Opera Software on Wednesday revealed a search engine that indexes structural information about Web pages so Web developers and standards bodies can see what technologies are being used to build Web sites and how they are being used.
The Metadata Analysis and Mining Application search engine — “MAMA” for short — is being tested by the company and should be released in an invitation-only beta by the end of the year, said Snorre Grimsby, vice president of quality assurance at Opera in Oslo, Norway.
MAMA grew out of tests Opera routinely does to make sure its own browser software products work well with existing Web pages that use the most commonly used Web site-creation technology, he said.

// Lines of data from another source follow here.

PR #452, opened 2023-12-26
Include urgbw_u32 function and document rgb vs rgbw

### LINKED ISSUE #451: Include some description about RGBW vs RGB in ws2812 example
Maybe it was just my lack of experience with WS2812, but when I was running the `ws2812` example, it was not working as expected.

I modify the code to try to understand the logic more in deep and at the end of the day the "fix" was very simple. The WS2812 that I was using was a `RGB` module not an `RGBW`.

It would be great to add a note that this is something to take into account when trying to run the example.

jcarranz97:
Fixes #451 

I have also changed the `IS_RGBW` to false because the example is using `urgb_u32` which does not include the `white` color.

### DIFF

“We realized internally that we needed to be able to find lots of live sites out there that used certain technologies in certain combinations so we could test our browser on them,” Grimsby said.
The resulting search engine crawls the Web, but instead of indexing the content of Web sites, as most search engines do, it discards the content and indexes the types of technologies being used on sites, such as Cascading Style Sheets (CSS), Hypertext Markup Language (HTML), XHTML (Extensible HTML) and the like, Grimsby said.
This information is helpful for Web developers, who can use MAMA to identify sites that are using certain kinds of technology and see how other developers have implemented it, he said.
“It’s a known fact that Web developers borrow ideas from each other,” Grimsby said. If developers are working with a Web application that needs, for example, a new menu system, MAMA can help them find sites that use the technology being considered to build the system to get ideas for their own implementation.
Developers also can use MAMA to see how well sites conform to current World Wide Web Consortium (W3C) specifications for commonly used Web standards, such as CSS, HTML and others. The W3C oversees the creation and maintenance of specs for many of the most prevalent Web-site development technologies.
Grimsby said that in Opera’s own use of MAMA, Opera found that the average Web page has 47 discrepancies in how the site renders W3C-maintained technologies and the W3C specifications themselves.
MAMA also can be useful for the W3C and other standards bodies to help them set priorities for developing specifications. For example, if a technology is used a certain way on the majority of Web sites, or not used very much at all, the W3C “can change the spec or take something out of the spec,” Grimsby said.
During an interview Wednesday, Grimsby demonstrated MAMA in real time by using it to crawl an International Data Group Web page, http://www.idg.net/idgns, to find out what technologies the site used.
According to the search engine, the site is running on version 2.2.8 of the Apache Web Server on a Windows 32-bit hardware server, has 56 hyperlinks and uses XHTML (Extensible HTML) 1.0 and CSS, he said.
In the next eight weeks Opera expects to publish a series of articles on its developer Web site about its own internal use of MAMA, noting key findings, statistics and trends the search engine discovers, he said.
By the end of the year, the company will invite key people within standards bodies to test the search engine, with a goal of releasing it publicly to developers sometime in the first or second quarter of next year, Grimsby said.